Work instructions.
Scan the data beneath this task and copy each line that includes "managing".

Information shown.
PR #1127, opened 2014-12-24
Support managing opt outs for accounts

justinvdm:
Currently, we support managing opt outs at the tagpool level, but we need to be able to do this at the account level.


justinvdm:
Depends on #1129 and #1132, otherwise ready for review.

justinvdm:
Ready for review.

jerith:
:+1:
---
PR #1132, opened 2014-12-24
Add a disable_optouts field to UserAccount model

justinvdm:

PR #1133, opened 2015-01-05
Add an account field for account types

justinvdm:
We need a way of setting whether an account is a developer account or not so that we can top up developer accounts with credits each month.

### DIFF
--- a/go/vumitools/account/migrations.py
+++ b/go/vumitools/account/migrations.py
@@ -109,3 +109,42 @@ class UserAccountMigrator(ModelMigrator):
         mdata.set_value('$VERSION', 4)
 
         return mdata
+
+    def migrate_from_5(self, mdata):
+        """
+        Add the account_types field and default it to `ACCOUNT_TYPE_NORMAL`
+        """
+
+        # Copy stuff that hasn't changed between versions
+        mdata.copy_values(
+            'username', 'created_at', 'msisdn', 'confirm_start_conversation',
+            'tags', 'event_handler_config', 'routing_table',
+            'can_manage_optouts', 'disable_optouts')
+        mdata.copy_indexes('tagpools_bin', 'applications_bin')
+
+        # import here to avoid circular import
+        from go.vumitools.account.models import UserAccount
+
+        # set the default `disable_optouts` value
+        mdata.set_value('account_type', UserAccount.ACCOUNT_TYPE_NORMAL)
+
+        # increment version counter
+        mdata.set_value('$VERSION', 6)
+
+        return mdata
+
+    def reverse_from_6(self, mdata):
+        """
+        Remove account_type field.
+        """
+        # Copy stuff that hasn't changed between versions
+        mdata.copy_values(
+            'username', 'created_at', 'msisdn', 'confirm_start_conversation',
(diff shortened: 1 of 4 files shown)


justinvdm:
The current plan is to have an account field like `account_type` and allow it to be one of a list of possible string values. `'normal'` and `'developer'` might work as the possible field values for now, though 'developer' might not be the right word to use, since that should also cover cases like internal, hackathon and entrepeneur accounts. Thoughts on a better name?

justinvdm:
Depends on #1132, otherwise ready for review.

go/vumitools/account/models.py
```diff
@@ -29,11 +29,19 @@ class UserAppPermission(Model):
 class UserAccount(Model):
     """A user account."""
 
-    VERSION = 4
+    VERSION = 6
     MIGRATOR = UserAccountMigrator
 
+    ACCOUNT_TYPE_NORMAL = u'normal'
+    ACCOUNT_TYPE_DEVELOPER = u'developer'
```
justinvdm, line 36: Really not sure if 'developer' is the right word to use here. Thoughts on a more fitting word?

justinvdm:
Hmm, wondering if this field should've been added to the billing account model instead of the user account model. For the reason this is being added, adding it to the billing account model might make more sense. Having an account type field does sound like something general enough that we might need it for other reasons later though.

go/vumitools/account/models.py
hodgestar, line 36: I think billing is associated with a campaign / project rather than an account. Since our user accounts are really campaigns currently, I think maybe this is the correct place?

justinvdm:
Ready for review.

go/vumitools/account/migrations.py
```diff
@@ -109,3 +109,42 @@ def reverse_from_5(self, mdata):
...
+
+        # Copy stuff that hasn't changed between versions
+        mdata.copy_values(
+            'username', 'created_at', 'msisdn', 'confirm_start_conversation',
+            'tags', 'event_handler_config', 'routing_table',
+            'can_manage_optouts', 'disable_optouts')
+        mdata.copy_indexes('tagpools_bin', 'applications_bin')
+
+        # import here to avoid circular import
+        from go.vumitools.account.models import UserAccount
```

Written response.
Support managing opt outs for accounts
Currently, we support managing opt outs at the tagpool level, but we need to be able to do this at the account level.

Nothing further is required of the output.